- Directed by: Bruno Ballouard
- Written by: Bruno Ballouard
- Produced by: Fabrice Préel-Cléach Clothilde Metral
- Starring: Salomé Stévenin Mehdi Dehbi Bruno Clairefond Thomas Chabrol Catherine Jacob
- Cinematography: Philippe Brelot
- Edited by: Antoine Le Bihen
- Production company: Offshore
- Distributed by: Zelig Films Distribution
- Release date: 22 October 2014;
- Running time: 90 minutes
- Country: France
- Language: French

= Lili Rose =

Lili Rose is a 2014 French film directed by Bruno Ballouard.

== Plot ==
Workers and poker players, Samir and Xavier are living day to day.

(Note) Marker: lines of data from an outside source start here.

PR #502, opened 2026-05-13
feat: add Mermaid docs graph command

Photon101:
## Summary

- Add a `drt.docs` manifest/builder/renderer path for static project graphs.
- Register `drt docs` with `generate` and `serve` subcommands; Mermaid writes to stdout, while `html`/`json` and `serve` return clear placeholders.
- Document the Mermaid round-trip in README with a GitHub-flavored Mermaid example.

Closes #501

## Validation

- `uv run pytest tests/unit/test_docs_mermaid.py -v`
- `uv run pytest tests/unit/test_cli_cloud_stub.py tests/unit/test_docs_mermaid.py -v`
- `uv run ruff check drt/docs drt/cli/main.py tests/unit/test_docs_mermaid.py`
- `uv run mypy drt/docs`
- `uv run mypy drt/cli/main.py`
- `git diff --check`
- `uv run drt docs --help`
- `uv run drt docs generate`
- sample project command: `uv run --project /home/semy/github/drt drt docs generate --format mermaid > /tmp/drt-docs-dag.md`
- Visual Mermaid smoke check: rendered `/tmp/drt-docs-dag.md` to SVG in headless Chrome via Playwright; screenshot captured at `/tmp/drt-docs-mermaid.png`.

PR #497, opened 2026-05-13
feat: add ConnectionTestable destination protocol

Photon101:
Closes #495.

## Summary
- add a runtime-checkable `ConnectionTestable` destination protocol for optional connection probes
- switch `drt validate --check-connection` from dynamic `getattr` dispatch to `isinstance(dest, ConnectionTestable)`
- document SQL destinations that expose `test_connection` and add contract coverage for SQL vs non-SQL destinations
- replace protocol-positive test mocks with a concrete fake so Python 3.12 runtime protocol checks exercise the intended path

## Validation
- `uv run pytest tests/unit/test_cli_validate_connection.py tests/unit/test_destination_contract.py -v`
- `uv run --python 3.12 --extra dev python -m pytest tests/unit/test_cli_validate_connection.py tests/unit/test_destination_contract.py -v`
- `uv run ruff check drt/cli/main.py drt/destinations/base.py drt/destinations/clickhouse.py drt/destinations/mysql.py drt/destinations/postgres.py tests/unit/test_cli_validate_connection.py tests/unit/test_destination_contract.py`
- `uv run --python 3.12 --extra dev ruff check drt/cli/main.py drt/destinations/base.py drt/destinations/clickhouse.py drt/destinations/mysql.py drt/destinations/postgres.py tests/unit/test_cli_validate_connection.py tests/unit/test_destination_contract.py`
- `git diff --check`

PR #496, opened 2026-05-13
polish: restore Rich formatting for cloud stubs

Photon101:
Closes #494.

## Summary
- render both `drt cloud push` and `drt cloud status` through Rich `console.print`
- restore the bold blue `drt Cloud` heading and dim coming-soon footer
- keep the `drt-hub/drt` update link in the stub text

## Validation
- `uv run pytest tests/unit/test_cli_cloud_stub.py -v`
- `uv run ruff check drt/cli/main.py tests/unit/test_cli_cloud_stub.py`
- `uv run drt cloud push`
- `uv run drt cloud status`

PR #503, opened 2026-05-13
feat: warn on hardcoded sync secrets

### LINKED ISSUE #424: feat: detect hardcoded secrets in sync YAML during drt validate
## Motivation

Users occasionally paste API keys or passwords directly into sync YAML. `drt validate` should warn when it detects likely hardcoded secrets so they can be moved to `${ENV_VAR}` references before the file is committed.

## Proposed behaviour

`drt validate` emits a WARNING (not error) for fields that:
- Match a secret field name pattern (`*_key`, `*_token`, `*_password`, `*_secret`, `api_*`) AND
- Contain a value that is not a `${...}` reference AND
- The value matches a high-entropy string heuristic (Shannon entropy > threshold) OR a known secret pattern (e.g. `sk-`, `xoxb-`, `AIza`)

Example output:
```
WARNING  destination.api_key: looks like a hardcoded secret — use ${API_KEY} instead
```

## Scope

- Integrated into `drt validate` (no new command)
- Pattern list is maintained in a small allowlist/denylist in `config/`
- Entropy check uses standard Shannon entropy (no external deps)
- Exit code remains 0 (warning only); `--strict` promotes to error

## Out of scope

- Git pre-commit hook (separate issue)
- Scanning existing committed files

Photon101:
## Summary

- Add a raw-YAML hardcoded secret scanner for `syncs/*.yml` with known token patterns and a Shannon entropy fallback.
- Wire findings into `drt validate` as warnings while keeping the default exit code at 0.
- Add `drt validate --strict` to promote warnings to validation errors, and include warning details in JSON output.

Closes #424

## Validation

- `uv run pytest tests/unit/test_cli_validate.py -v`
- `uv run pytest tests/unit/test_deprecations.py tests/unit/test_cli_validate.py -v`
- `uv run ruff check drt/config/secrets.py drt/cli/main.py tests/unit/test_cli_validate.py`
- `uv run mypy drt/config/secrets.py drt/cli/main.py`
- `git diff --check`
- `uv run drt validate --help`
- Manual sample: hardcoded `destination.auth.token` warns with exit 0, and `--strict` reports the same finding as an error with exit 1.

### DIFF
--- a/drt/cli/main.py
+++ b/drt/cli/main.py
@@ -19,6 +19,7 @@ import typer
 if TYPE_CHECKING:
     from drt.config.credentials import ProfileConfig
     from drt.config.models import SyncConfig
+    from drt.config.secrets import SecretFinding
     from drt.destinations.base import Destination
     from drt.sources.base import Source
     from drt.state.history import HistoryManager
@@ -736,21 +737,27 @@ def validate(
         False, "--check-connection", help="Test connectivity to SQL destinations."
     ),
     output: str = typer.Option("text", "--output", "-o", help="Output format: text or json."),
+    strict: bool = typer.Option(False, "--strict", help="Treat warnings as validation errors."),
 ) -> None:
     """Validate sync definitions against the JSON Schema."""
 
     from drt.config.parser import load_syncs_safe
     from drt.config.schema import write_schemas
+    from drt.config.secrets import find_hardcoded_secrets
 
     result = load_syncs_safe(Path("."))
+    secret_findings = find_hardcoded_secrets(Path("."))
 
     if select:
         result.syncs = [s for s in result.syncs if s.name == select]
         result.errors = {k: v for k, v in result.errors.items() if k == select}
         result.deprecations = {k: v for k, v in result.deprecations.items() if k == select}
+        secret_findings = [finding for finding in secret_findings if finding.sync_name == select]
         if not result.syncs and not result.errors:
             print_error(f"No sync named '{select}' found.")
             raise typer.Exit(1)
+
+    secret_warnings_by_sync = _group_secret_findings(secret_findings)
 
     if output == "json":
         # Collect all deprecations into a flat list for JSON output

They meet the pretty young bride Liza who thinks she has her future all mapped out.

== Cast ==
- Salomé Stévenin as Liza
- Mehdi Dehbi as Samir
- Bruno Clairefond as Xavier
- Thomas Chabrol as Pierrot
- Catherine Jacob as Pierrot's sister
- Xavier Robic as Franck
- Patrick Azam as Tony
- Abdelkrim Bahloul as Samir's uncle
- Freddy Viau as Freddy
- Claire Théodoly as Cécile
- Delphine Hecquet as Valérie
- Thierry Barbet as Michel
- Joseph Salou as Jojo
- Jeanne Clinchamp as Martine
- Sandrine Bodenes as Alice
- Olivier Quinzin as Simon
- Carine Bouquillon as Francine
- Gilles Janeyrand as Loulou
- Finnegan Oldfield as The pump attendant

==Production==
Filming took place in Langres (Haute-Marne), as well as in Brignogan, Lesneven, Meneham and Plounéour-Trez (Finistère).